Surotourisme en Italie
Parmi les nombreuses choses que personne n'aurait prévues il y a 25 ans, à l'aube du nouveau millénaire, il y a aujourd'hui le phénomène du surtourisme et les conséquences, parfois fantaisistes, des protestations de la population locale pour chasser les touristes des destinations les plus visitées. Les images symboliques sont nombreuses, à commencer par celles de l'invasion de Roccaraso de janvier 2025, lorsque la station de ski des Abruzzes a été conquise par une armée de dix mille touristes inattendus, arrivés en bus de Campanie comme dans un flash mob mystérieux. On a ensuite découvert qu'une grande partie de cet exode avait été causée par un post de la TikTokeuse Rita De Crescenzo qui louait les mérites de ce petit village.
Autre ville, autre contexte : Venise est confrontée au surtourisme toute l'année, même lorsqu'il fait froid et que la mer est forte, et se déplacer dans une ville construite sur l'eau est une expérience cauchemardesque. Ensuite, il y a des événements comme le mariage de Jeff Bezos et Lauren Sánchez qui, en attirant davantage de gens désireux de voir les invités VIP là où il y en a déjà trop, en attirera encore plus par la suite. En ce moment, on voit aussi des images de résidents de Barcelone qui tirent avec des pistolets à eau contre trop de touristes. Au cours des dernières années, Barcelone est devenue le centre du débat sur le surpeuplement touristique et l'impact que cela a sur les personnes qui y vivent, et il est incroyable qu'après des décennies de campagnes pour attirer les touristes dans leurs pays, tant de nations commencent à faire marche arrière. Bien que le tourisme soit essentiel pour l'économie d'une ville, il génère en effet de la frustration parmi les résidents, non seulement à cause de l'afflux de monde, mais aussi à cause de la disparition progressive des appartements d'habitation, tous transformés en B&B ou en maisons de vacances destinées à la location à court terme.

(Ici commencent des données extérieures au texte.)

PR #204, opened 2016-09-28
Browse view

JMurphyWeb:
Add a basic browse view

add browse challenges functionality

#192 #19 #20

~~@nelsonic send email is currently commented out, so will need fixing before merging. Reviews welcome though.~~

Now merge-able.


server/handlers/browse-challenges-view.js
```diff
@@ -0,0 +1,78 @@
...
+      var usefulOrgs = filterActive(removeUsersOrg(loggedIn, allOrgsString));
+      // build up array of all relevent challenge ids
+      var challengeIds = allChallengeIds(usefulOrgs);
+      // map through all challenge id's
+      var allChallenges = challengesFromIds(allChallengesString, challengeIds);
+      // remove any archived challenges
+      var challenges = addSharedBy(allOrgsString, filterArchived(allChallenges));
+      // TODO: filter by tags
+      // sort by most recent
+      var sorted = sortByDate(cloneArray(challenges));
```
mk4111: @JMurphyWeb - is there a reason we are cloning the array here if all we want to do is sort it?

server/handlers/all-users-view.js
```diff
@@ -30,6 +30,7 @@ function filterActiveAndAdmin (arr) {
   return arr.filter(el => el.active && el.user_type !== 'admin');
 }
 
+// TODO: put cloneArry in helpers
 function cloneArray (arr) {
```
mk4111: @JMurphyWeb - Are we using cloneArray in this file? I see it's being used in browse-challenges-view and that the cloneArray function exists there; was just wondering if we needed it here too if we're not using it... Sorry if I'm missing something!

server/server.js
```diff
@@ -5,7 +5,7 @@ var path = require('path');
 
 var server = new Hapi.Server();
 
-require('../test/helpers/set-up.js').initialiseDB(() => {});
+// require('../test/helpers/set-up.js').initialiseDB(() => {});
```
mk4111: @JMurphyWeb is this commented out on purpose? If so, how comes?

server/handlers/browse-challenges-view.js
```diff
@@ -0,0 +1,78 @@
...
+module.exports = (request, reply) => {
+  var loggedIn = request.auth.credentials;
+  var permissions = helpers.getPermissions(loggedIn, 'scope', 'admin');
+  // get all orgs
+  request.redis.LRANGE('organisations', 0, -1, (error, allOrgsString) => {
+    Hoek.assert(!error, 'redis error');
+    request.redis.LRANGE('challenges', 0, -1, (error, allChallengesString) => {
+      Hoek.assert(!error, 'redis error');
+      // if logged in has an org, remove it from the list of orgs
+      var usefulOrgs = filterActive(removeUsersOrg(loggedIn, allOrgsString));
```
mk4111: @JMurphyWeb - I can see the advantages of removing the organisation that the primary_user is attached to, but was wondering what your thoughts behind this were, and whether this was something they asked for? 

If we want to be hiding the challenges of the primary_user's organisation, might it be better to filter the challenges instead?

mk4111:
Hi @JMurphyWeb! Made a few comments, but I'm liking what I see!! :D

server/handlers/browse-challenges-view.js
JMurphyWeb: Only reason is array.sort is mutating

server/server.js
JMurphyWeb: This isn't supposed to be commented out for production. I have to comment it out in tests to prevent the double injection of data when running tests... I uncomment with next commit.

server/handlers/browse-challenges-view.js
JMurphyWeb: @mk4111 good point, it's not something they asked for. I will issue it now.

What is the advantage of filtering instead of remove org from the list?

server/handlers/all-users-view.js
JMurphyWeb: yes it is used in this file. I only added the TODO comment in this branch

server/server.js
JMurphyWeb: actually tests fail when i uncomment this out 😟

JMurphyWeb: see #207 

I have added a start.js file to get around this problem for now

mk4111: Hmm :( Let's look into this in a jiffy :)

server/handlers/browse-challenges-view.js
JMurphyWeb: Ok well i have issued. Is that ok if we wait for them to get back?

JMurphyWeb:
thanks for review @MK

iteles:
@JMurphyWeb From your last commit, it looks like you need to update the description of this PR?

nelsonic:
@JMurphyWeb please merge `master` into this branch (_fix merge conflicts_) and _assign_ back to me.
We _may_ need to #212 to _ensure_ that emails are sent...? (_let me know if you want to pair on that..._)

JMurphyWeb:
Done @nelsonic 

Send email was completely commented out, so I have uncommented.

Navbar isn't working as expected in the edit challenge view. 

@mk4111 is inspecting issue now.

nelsonic:
:eyes:

server/start.js
```diff
@@ -0,0 +1,10 @@
+var Hoek = require('hoek');
+var server = require('./server.js');
+
+// set up db
+require('../test/helpers/set-up.js').initialiseDB(() => {});
+
+server.start(err => {
```
nelsonic: was starting the server in `server.js` causing issues...?

nelsonic:
@JMurphyWeb looks good. _except_ it's _unclear_ from the code why we need `server/start.js` ...

JMurphyWeb:
@nelsonic Not sure if you saw this but the second commit from: https://github.com/emfoundation/ce100-app/pull/204#commits-pushed-f419639

#207 was created and referenced in the commit message.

À Barcelone, le pistolet à eau est devenu l'emblème des protestations, tirer sur les touristes a commencé comme un jeu et est maintenant une forme de résistance. "Mais ce ne sont pas les pistolets à eau qui arrêteront le tourisme de masse. Les solutions sont ailleurs". C'est ce que déclare Elisabetta Faggiana, qui, avec Savio Losito, a fondé Unexpected Italy, une start-up italienne qui s'est donné pour objectif de lutter contre le tourisme de masse en s'attaquant à ses véritables responsables, à savoir : la paresse et le gain facile, une combinaison meurtrière selon laquelle on estime que 70 % des touristes finissent par se concentrer sur 1 % de notre territoire. La formule qu'ils proposent est un œuf de Colomb, et pourtant tous les opérateurs ne pensent pas à l'appliquer spontanément : organiser des visites pour faire découvrir aux voyageurs de magnifiques localités moins connues, afin de diluer les concentrations et de faire connaître des lieux dignes d'intérêt qui, autrement, resteraient seulement des destinations pour quelques initiés, qui les ont reçues en secret par des amis. "Nous essayons de proposer des alternatives réelles pour que les expériences soient redistribuées plus équitablement sur tout le territoire national, protégeant ainsi les communautés locales et offrant quelque chose de différent aux visiteurs". Faggiana et Losito ont commencé leur aventure en tentant de valoriser le territoire de Vicence, et le Guardian a parlé d'eux lorsqu'ils ont appliqué le même principe à Londres avec leur première société, Unexpected London. Ensuite, en 2024, ils figuraient parmi les participants au Forum de l'entrepreneuriat de Genève/Fribourg au Palais des Nations de l'ONU, précisément pour discuter du thème du surtourisme.
Ils sont maintenant en train de tracer une carte touristique de l'Italie parallèle dans laquelle ils incluent des lieux suggestifs où exercent des artisans, restaurateurs, producteurs locaux, hôtes qui restent exclus de la logique des grands nombres, remplacés par des itinéraires copiés-collés, par des parcours tracés sur Instagram, et par la confiance inconditionnelle que beaucoup ont dans les guides touristiques clichés, même par manque de temps pour des recherches spontanées. Les étapes alternatives mappées par cette start-up sont dispersées entre douze zones territoriales italiennes : Barletta, Florence, Gênes, Macerata, Matera, Milan, Modène, Rome, Turin, Vallée d'Itria, Venise et Vicence, avec des centaines de lieux "secrets". Mais nous savons tous qu'il y en a un nombre infini, que nous devons commencer à partager avec ceux qui viennent de l'étranger, plutôt que de les garder jalousement pour nous.